# eclipse/pydev fehler bei auswahl des pythoninterpreters



## gasgesicht (15. Jun 2009)

hi,
wenn ich im eclipse pydev plugin den pythoninterpreter setzen will klapp alles soweit und der interpreter steht auch in der liste unter "python interpreters" aber wenn ich dann auf ok bestätige kommt nen dialog dass nen fehler aufgetreten ist und ich ins logfile schauen soll.
im log file steht dann:


> java.lang.NoSuchMethodError: method org.eclipse.swt.widgets.Tree.select with signature (Lorg.eclipse.swt.widgets.TreeItemV was not found.
> at org.python.pydev.ui.pythonpathconf.AbstractInterpreterEditor.updateTree(AbstractInterpreterEditor.java:722)
> etc...


ich dachte dass es evtl. am java-gcj liegt. aber eclipse läuft jetzt mit der sun jre 


> searching for compatible vm...
> testing /usr/lib/jvm/java-6-sun...found


und der fehler besteht immer noch .
jemand ne idee?

gruss


crossposting mit Das deutsche Python-Forum :: Thema anzeigen - eclipse/pydev fehler bei auswahl des pythoninterpreters


----------



## Vayu (15. Jun 2009)

bist du das hier auch?  [ubuntu] Eclipse 3.2.2 Pydev, nothing works (Jaunty) - Ubuntu Forums

wenn ja wärs schonmal ne gute info gewesen, dass du unter nem linux arbeitest  und welche eclipse version du benutzt etc.


----------



## gasgesicht (15. Jun 2009)

nene das ist nicht von mir  aber bin auch schon drüber gestoßen. dass eclipse mit der sun jre läuft geht ja bei mir sogar, aber anscheint ist das gar nicht das problem.


----------



## Vayu (15. Jun 2009)

wo liegt denn dein interpreter? oder ist der bei der jre dabei?
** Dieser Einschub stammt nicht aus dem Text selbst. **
PR #22456, opened 2023-03-31
Adding conda-project

AlbertDeFusco:
Checklist
- [x] Build number is 0.


recipes/conda-project/meta.yaml
```diff
@@ -0,0 +1,50 @@
...
+    dependencies, specifications for how to run your code, and any other files that it may need.
+  license: BSD-3-Clause
+  license_family: BSD
+  license_file: LICENSE
+  doc_url: https://conda-incubator.github.io/conda-project/user_guide.html
+  dev_url: https://github.com/conda-incubator/conda-project
+
+extra:
+  recipe-maintainers:
+    - AlbertDeFusco
```
mattkram, line 49:
```suggestion
    - AlbertDeFusco
    - mattkram
```

mattkram (commented):
Would appreciate an add as secondary maintainer

recipes/conda-project/meta.yaml
```diff
@@ -0,0 +1,50 @@
...
+
```
mattkram, line 50:
```suggestion
```

AlbertDeFusco:
I seem to be having trouble with the automated builds. Is there something wrong with the recipe?

rxm7706:
> 



> Forgot to @conda-forge/help-python
> 
> The recipe worked once but I'm getting pip errors about `extras_require`
> 
> If you have a moment is there something I'm doing wrong?

@AlbertDeFusco @mattkram 
Thank you for creating conda-project ; looking forward to using it. 
I think https://github.com/conda-incubator/conda-project/pull/91 should fix the issue. 

I've tested a bit locally and also made a few edits to this conda recipe that you can see at
https://github.com/rxm7706/staged-recipes/blob/conda-project/recipes/conda-project/meta.yaml

recipes/conda-project/LICENSE
dbast, line 1: Please remove, as this file is part of the release tarball, which is a better warranty that it is correct.

dbast:
The error from `python setup.py egg_info` is:
```error in conda-project setup command: 'extras_require' must be a dictionary whose values are strings or lists of strings containing valid project/version requirement specifiers.```

You don't see this in the CI jobs in the upstream repo as defaults have an older setuptools version. You can build with an older version here `setuptools <=65.0.0`, which will make CI green.

If you decide to update the setup.py regarding extras_require to be compatible with newer setuptools, then please also update https://github.com/conda-incubator/conda-project/blob/main/versioneer.py as that is potentially not compatible with recent Python >3.6 versions.

**Comment by mattkram** [comment]
Thank you both for the fixes and explanations. That all makes complete sense.

The root issue is the error in the `setup.py` upstream for the sphinx dependency specifier, but I like the approach of pinning the setuptools version for now so we don't have to re-tag the release. We can resolve both in the next release. 

If @AlbertDeFusco is good with that, I'll work towards that this morning.

**Comment by rxm7706** [comment]
I think this should fix the setuptools issue
https://github.com/AlbertDeFusco/staged-recipes/pull/1
Also closed the test PR https://github.com/conda-forge/staged-recipes/pull/22461

**Comment by mattkram** [comment]
I've addressed the outstanding comments, and updated the branch to track `main`. CI should pass now (it passed before I updated the branch).

**Review by dbast — DISMISSED** [review]

**Comment by mattkram** [comment]
Hi @conda-forge/help-python, should be ready for review now :)

**Comment by rxm7706** [comment]
@AlbertDeFusco 
https://github.com/conda-incubator/conda-project/blob/0172b893635a17dd1e10665fc549560b72f66210/setup.py#L46
For noarch on conda forge, shouldn't python in meta.yaml and setup.py/pyproject.toml in source driving pip/pypi, support the same versions of python. py >3.7 ;

**Comment by dbast** [comment]
Seems like 3.8-3.10 are tested via CI and the setup.py needs an update https://github.com/conda-incubator/conda-project/blob/main/.github/workflows/main.yaml#L51 ... the meta.yaml already requires >3.8 (defaults and conda-forge anyways stopped to support Python <=3.7)

**Comment by dbast** [comment]
@rxm7706 Seems to be addressed in here https://github.com/conda-incubator/conda-project/pull/95

**Comment by mattkram** [comment]
Yes, we are going to update the source package to remove 3.7. Unless there's any issue, we were going to plan to re-tag the release, since it hasn't been published yet.

Alternately, we can release a fast-follow release after this initial one.

**Comment by mattkram** [comment]
We have merged conda-incubator/conda-project#95, which resolves the source package metadata. We have re-tagged the release as well, and updated the sha256 hash.

We have also pinned the upper-bound python version to `<3.12` since, although not all of our 3.11 tests complete because of dependency issues during installation of test packages, we are confident that the package will work if installed (it does pass [on macOS](https://github.com/conda-incubator/conda-project/actions/runs/4603979870/jobs/8134495161)).

Finally, I removed the upper pin on `setuptools`, since the source metadata for the package spec should also have been fixed in the same PR as referenced above.

With that, I believe we should be good to go if CI passes.

CC: @AlbertDeFusco

**Comment by mattkram** [comment]
We have merged conda-incubator/conda-project#95, which resolves the source package metadata. We have re-tagged the release as well, and updated the sha256 hash.

We have also pinned the upper-bound python version to `<3.12` since, although not all of our 3.11 tests complete because of dependency issues during installation of test packages, we are confident that the package will work if installed (it does pass [on macOS](https://github.com/conda-incubator/conda-project/actions/runs/4603979870/jobs/8134495161)).

Finally, I removed the upper pin on `setuptools`, since the source metadata for the package spec should also have been fixed in the same PR as referenced above.

With that, I believe we should be good to go if CI passes.

CC: @AlbertDeFusco

**Comment by mattkram** [comment]
I've diagnosed the above failures and I'm working on another fix. This one is due to the specification of search path for package files in `setuptools`.

I will reply back once I get that fixed and fix confirmed.

**Comment by mattkram** [comment]
I believe we have finally resolved the outstanding issues in the source repo now. The CI/CD passes, and the branch is updated now!

File: recipes/conda-project/meta.yaml [hunk 3]
```diff
@@ -0,0 +1,56 @@
...
+build:
+  script: {{ PYTHON }} -m pip install . -vv
+  number: 0
+  noarch: python
+  entry_points:
+    - conda-project = conda_project.cli.main:main
+
+requirements:
+  host:
+    - python >=3.8, <3.12
```
dbast, line 21:
```suggestion
    - python >=3.8,<3.12
```

recipes/conda-project/meta.yaml
```diff
@@ -0,0 +1,56 @@
...
+    - pip
+    - setuptools
+  run:
+    - python >=3.8, <3.12
```
dbast, line 25:
```suggestion
    - python >=3.8,<3.12
```

recipes/conda-project/meta.yaml
```diff
@@ -0,0 +1,56 @@
...
+  number: 0
+  noarch: python
+  entry_points:
+    - conda-project = conda_project.cli.main:main
+
+requirements:
+  host:
+    - python >=3.8, <3.12
+    - pip
+    - setuptools
```
dbast, line 23: According to https://github.com/conda-incubator/conda-project/blob/0.1.0/pyproject.toml#L2 
```suggestion
    - setuptools
    - setuptools-scm
```

mattkram: 👍

Out of curiosity, why do we have to list these explicitly if `pip` will grab them when it processes the install backend?

AlbertDeFusco:
We fixed an issue where the package was not getting the right version. We've switched to pypi sdist to correctly capture the version string in the package.

recipes/conda-project/meta.yaml
dbast: pip is not allowed to install anything from pypi during processing, as that would be a supply chain risk. Everything to be defined via conda available dependencies and sources with sha256.

You strictly don't need setuptools-scm anymore as the switch to pypi is packaging an sdist with burned in version... that afaik makes setuptools-scm an optional requirement.

You need setuptools-scm + such a file https://github.com/conda/conda/blob/main/.git_archival.txt to be able to package github release tarballs (it allows setuptools-scm to calculate the right version from the archive during build).

mattkram: Got it. Thanks for the detailed explanation!

I tried the sit archive support in setuptools-scm but didn't have any luck getting it working. The PyPI solution works well though, so I gave up on that yak shave 🙂. Maybe I'll come back to it another time.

Habe bei mir keinen gefunden auf die Schnelle


----------



## gasgesicht (15. Jun 2009)

unter pydev -> interpreter -> new geb ich /usr/bin/python bzw /usr/bin/python2.6 bei interpreter executable an dann rödelt eclipse etwa, zeigt mir ne list mit python libs an, die es in den python system path aufnehmen möchte; das bestätige ich und dann steht der interpreter auch brav in der liste von pydev und es sieht ganz danach aus als hätte alles wunderbar geklappt. dann drücke ich ok um das eclipse preferences fenster zu schließen und dann kommt dieser fehler.
und wenn ich dann wieder in die pydev einstellungen gehe ist der interperter nicht mehr in der liste eingetragen.
[edit]
der python interpreter ist auch installiert und liegt unter /usr/bin/python und /usr/bin/python2.6


----------



## Vayu (15. Jun 2009)

hast du das schonmal mit ner anderen eclipse version probiert? benutzt du auch die 3.2.x?


----------



## gasgesicht (15. Jun 2009)

nutze 3.2.2, sollte doch ok sein? und hab irgendwie keine lust auf 4 JREs und 3 IDEs damit irgendwas läuft


----------



## Vayu (15. Jun 2009)

es geht ja auch erstmal nur darum zu schauen, ob das evtl ein bug in der 3.2er sein könnte. denn in dem ubuntuforum hat derjenige ja ebenfalls die 3.2.2. Wenn es mit der 3.3 oder der 3.4 funktiioniert weisste bescheid


----------



## Vayu (15. Jun 2009)

hmmm, laut 3.2er SWT API gibt es für die Klasse Tree auch keine Methode namens select 

schau mal nach für welche Eclipse Version dein pydev plugin konzipiert ist.


----------



## gasgesicht (15. Jun 2009)

ok danke. habe hier jetzt die 3.4er mit dem aktuellestem vom aktuellsten und es geht. das aktuellste was mir synaptic angezeigt hat war komischerweise die 3.2er
und installiert mir denn der eclipse updatemanager auch plugin versionen die die eclipse version nicht verträgt ... eigentlich auch egal, hauptsache läuft jetzt - danke


----------



## Vayu (15. Jun 2009)

normalerweise sollte er nix installieren, was mit der eclipseversion nicht läuft. aber vielleicht haben die da bei dem pydev plugin auch mist gebaut


----------